The records below hold a stretch from the line with "PR #555, opened 2019-12-19" through the line with "Cosmic ray spectrum"; return exactly those lines, ends included, and nothing more.

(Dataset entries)
------------------------------------------------------------------------

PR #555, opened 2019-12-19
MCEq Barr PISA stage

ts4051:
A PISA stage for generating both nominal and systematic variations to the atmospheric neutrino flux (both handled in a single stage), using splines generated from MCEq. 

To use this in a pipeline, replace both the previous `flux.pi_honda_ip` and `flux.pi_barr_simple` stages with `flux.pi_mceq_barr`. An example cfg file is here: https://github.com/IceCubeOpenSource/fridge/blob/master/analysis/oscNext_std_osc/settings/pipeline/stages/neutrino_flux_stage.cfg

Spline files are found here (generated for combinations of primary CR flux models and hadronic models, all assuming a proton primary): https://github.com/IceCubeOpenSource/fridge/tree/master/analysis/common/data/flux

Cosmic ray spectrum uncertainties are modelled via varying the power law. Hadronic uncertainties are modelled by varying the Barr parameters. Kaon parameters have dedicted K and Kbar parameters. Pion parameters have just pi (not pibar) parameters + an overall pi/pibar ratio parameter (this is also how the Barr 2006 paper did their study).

------------------------------------------------------------------------

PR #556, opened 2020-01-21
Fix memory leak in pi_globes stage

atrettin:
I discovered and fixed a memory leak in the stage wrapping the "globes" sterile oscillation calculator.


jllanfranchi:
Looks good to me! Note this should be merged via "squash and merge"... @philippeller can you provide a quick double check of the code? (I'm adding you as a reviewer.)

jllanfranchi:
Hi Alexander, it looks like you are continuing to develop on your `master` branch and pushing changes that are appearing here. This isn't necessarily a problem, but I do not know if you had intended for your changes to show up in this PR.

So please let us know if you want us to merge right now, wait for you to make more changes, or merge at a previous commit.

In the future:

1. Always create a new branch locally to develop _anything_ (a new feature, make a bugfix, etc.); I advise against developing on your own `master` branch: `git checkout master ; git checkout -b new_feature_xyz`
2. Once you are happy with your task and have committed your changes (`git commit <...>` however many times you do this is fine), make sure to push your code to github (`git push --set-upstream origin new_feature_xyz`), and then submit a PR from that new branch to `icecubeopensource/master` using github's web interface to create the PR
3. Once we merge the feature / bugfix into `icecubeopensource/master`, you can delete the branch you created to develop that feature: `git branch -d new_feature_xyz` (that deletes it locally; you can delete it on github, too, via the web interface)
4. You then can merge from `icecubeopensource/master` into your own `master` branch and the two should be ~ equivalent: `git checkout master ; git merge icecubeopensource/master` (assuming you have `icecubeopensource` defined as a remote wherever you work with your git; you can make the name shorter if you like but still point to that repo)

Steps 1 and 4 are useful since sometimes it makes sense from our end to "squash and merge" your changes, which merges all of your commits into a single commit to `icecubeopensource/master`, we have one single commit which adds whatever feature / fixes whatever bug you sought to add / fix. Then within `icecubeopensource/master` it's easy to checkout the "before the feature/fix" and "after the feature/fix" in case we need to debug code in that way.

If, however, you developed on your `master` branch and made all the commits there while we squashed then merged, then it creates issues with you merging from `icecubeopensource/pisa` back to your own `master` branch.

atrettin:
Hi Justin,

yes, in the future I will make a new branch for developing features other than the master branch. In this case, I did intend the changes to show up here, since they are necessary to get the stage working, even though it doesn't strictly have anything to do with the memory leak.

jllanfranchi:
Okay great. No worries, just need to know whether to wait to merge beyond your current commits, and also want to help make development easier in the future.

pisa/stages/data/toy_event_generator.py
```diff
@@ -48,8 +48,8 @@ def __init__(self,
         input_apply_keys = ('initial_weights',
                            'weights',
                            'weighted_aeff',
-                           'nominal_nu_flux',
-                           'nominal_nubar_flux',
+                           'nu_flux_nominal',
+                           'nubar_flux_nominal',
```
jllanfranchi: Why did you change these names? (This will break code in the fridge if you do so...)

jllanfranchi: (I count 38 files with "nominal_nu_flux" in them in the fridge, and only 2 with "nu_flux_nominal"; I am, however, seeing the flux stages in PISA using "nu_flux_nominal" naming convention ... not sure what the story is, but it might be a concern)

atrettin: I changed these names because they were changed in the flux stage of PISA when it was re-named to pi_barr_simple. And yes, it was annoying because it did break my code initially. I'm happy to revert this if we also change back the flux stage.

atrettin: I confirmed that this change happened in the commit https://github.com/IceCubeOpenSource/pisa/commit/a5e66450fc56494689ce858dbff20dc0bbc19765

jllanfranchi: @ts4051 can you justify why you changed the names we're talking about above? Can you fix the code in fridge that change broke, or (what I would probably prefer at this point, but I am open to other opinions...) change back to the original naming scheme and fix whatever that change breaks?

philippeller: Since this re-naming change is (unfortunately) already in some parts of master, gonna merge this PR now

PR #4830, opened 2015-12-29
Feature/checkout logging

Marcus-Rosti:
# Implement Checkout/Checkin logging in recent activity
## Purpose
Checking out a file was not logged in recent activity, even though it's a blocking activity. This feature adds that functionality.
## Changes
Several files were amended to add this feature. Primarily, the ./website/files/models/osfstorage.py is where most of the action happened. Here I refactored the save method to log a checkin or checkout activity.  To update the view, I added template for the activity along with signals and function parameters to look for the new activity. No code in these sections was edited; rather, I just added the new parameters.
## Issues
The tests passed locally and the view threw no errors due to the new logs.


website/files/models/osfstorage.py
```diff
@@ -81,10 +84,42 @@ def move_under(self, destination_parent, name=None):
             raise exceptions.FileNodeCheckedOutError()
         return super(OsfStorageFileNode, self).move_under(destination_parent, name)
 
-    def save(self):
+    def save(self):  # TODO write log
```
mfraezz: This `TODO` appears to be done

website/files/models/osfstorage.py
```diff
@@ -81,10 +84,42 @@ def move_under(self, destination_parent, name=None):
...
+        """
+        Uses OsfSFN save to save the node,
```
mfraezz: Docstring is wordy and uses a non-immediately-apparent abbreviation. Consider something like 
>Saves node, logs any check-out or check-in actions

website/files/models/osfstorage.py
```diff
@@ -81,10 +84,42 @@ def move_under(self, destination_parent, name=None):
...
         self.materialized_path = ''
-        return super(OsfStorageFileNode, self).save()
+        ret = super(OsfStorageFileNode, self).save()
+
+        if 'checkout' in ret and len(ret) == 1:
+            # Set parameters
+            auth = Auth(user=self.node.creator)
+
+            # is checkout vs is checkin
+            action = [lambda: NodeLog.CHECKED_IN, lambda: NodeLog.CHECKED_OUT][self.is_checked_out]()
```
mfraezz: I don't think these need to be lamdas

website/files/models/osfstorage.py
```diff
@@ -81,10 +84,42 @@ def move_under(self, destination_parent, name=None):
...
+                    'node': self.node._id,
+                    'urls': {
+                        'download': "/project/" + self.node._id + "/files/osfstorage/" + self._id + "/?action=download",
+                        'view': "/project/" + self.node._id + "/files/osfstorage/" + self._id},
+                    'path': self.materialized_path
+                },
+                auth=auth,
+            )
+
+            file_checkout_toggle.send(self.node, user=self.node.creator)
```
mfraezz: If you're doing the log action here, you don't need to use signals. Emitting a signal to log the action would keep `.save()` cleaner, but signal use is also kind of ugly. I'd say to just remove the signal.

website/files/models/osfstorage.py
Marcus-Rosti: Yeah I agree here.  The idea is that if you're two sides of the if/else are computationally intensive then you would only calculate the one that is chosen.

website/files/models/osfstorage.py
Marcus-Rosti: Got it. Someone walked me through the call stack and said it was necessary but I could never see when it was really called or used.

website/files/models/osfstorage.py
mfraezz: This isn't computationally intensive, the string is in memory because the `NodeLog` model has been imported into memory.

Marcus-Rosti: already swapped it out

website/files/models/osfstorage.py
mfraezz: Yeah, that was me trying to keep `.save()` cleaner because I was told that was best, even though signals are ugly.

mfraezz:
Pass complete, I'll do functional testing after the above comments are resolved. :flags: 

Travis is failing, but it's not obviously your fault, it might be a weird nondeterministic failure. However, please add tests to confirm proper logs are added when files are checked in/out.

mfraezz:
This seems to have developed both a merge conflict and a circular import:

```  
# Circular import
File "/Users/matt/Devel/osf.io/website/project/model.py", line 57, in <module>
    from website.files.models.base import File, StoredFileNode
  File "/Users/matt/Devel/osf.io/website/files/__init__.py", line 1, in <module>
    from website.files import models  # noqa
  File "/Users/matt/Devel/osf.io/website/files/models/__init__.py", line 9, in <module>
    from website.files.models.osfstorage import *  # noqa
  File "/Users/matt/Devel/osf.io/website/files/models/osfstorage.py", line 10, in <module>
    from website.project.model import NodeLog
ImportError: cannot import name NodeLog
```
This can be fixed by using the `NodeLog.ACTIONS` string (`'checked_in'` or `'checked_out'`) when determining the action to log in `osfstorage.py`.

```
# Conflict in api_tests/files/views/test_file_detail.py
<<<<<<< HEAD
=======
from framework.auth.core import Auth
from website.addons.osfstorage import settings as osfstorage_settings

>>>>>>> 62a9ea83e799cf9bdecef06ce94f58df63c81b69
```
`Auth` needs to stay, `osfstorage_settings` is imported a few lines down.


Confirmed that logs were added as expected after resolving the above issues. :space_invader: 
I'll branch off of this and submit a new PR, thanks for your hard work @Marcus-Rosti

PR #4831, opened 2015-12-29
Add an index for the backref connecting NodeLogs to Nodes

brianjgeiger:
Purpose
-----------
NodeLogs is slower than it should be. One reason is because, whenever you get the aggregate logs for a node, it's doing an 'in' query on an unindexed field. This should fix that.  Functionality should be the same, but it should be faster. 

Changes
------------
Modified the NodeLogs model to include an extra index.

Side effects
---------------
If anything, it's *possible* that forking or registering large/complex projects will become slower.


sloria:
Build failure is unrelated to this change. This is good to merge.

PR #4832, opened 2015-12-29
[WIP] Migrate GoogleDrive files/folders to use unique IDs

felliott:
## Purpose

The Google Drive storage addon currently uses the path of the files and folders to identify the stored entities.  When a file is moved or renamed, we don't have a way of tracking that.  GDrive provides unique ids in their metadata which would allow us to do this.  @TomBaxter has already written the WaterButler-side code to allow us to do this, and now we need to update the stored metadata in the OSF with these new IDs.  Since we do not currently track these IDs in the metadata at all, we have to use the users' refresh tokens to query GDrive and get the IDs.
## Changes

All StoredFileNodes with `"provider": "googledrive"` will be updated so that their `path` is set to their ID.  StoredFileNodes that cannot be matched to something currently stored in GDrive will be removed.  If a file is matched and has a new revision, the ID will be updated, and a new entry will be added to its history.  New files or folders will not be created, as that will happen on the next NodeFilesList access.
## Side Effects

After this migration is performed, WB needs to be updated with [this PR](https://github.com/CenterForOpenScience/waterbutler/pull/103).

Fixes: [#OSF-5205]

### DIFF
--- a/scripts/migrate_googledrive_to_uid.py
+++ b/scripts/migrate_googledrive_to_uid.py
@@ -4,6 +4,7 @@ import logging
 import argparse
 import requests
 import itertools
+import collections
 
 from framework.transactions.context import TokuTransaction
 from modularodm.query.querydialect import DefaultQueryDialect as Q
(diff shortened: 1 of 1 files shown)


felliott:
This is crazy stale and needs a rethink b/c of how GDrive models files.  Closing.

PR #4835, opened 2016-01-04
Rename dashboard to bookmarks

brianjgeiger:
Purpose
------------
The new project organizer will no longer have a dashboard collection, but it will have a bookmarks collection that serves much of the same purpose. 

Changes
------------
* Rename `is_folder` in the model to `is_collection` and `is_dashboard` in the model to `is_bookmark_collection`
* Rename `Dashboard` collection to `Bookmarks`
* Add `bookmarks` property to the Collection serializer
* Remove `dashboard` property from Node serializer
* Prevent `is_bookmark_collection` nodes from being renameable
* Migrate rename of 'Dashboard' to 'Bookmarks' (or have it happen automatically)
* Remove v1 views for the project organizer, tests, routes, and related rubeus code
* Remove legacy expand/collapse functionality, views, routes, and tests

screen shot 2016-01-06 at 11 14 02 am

------------------------------------------------------------------------

# Exercise solution:
PR #555, opened 2019-12-19
MCEq Barr PISA stage

ts4051:
A PISA stage for generating both nominal and systematic variations to the atmospheric neutrino flux (both handled in a single stage), using splines generated from MCEq. 

To use this in a pipeline, replace both the previous `flux.pi_honda_ip` and `flux.pi_barr_simple` stages with `flux.pi_mceq_barr`. An example cfg file is here: https://github.com/IceCubeOpenSource/fridge/blob/master/analysis/oscNext_std_osc/settings/pipeline/stages/neutrino_flux_stage.cfg

Spline files are found here (generated for combinations of primary CR flux models and hadronic models, all assuming a proton primary): https://github.com/IceCubeOpenSource/fridge/tree/master/analysis/common/data/flux

Cosmic ray spectrum uncertainties are modelled via varying the power law. Hadronic uncertainties are modelled by varying the Barr parameters. Kaon parameters have dedicted K and Kbar parameters. Pion parameters have just pi (not pibar) parameters + an overall pi/pibar ratio parameter (this is also how the Barr 2006 paper did their study).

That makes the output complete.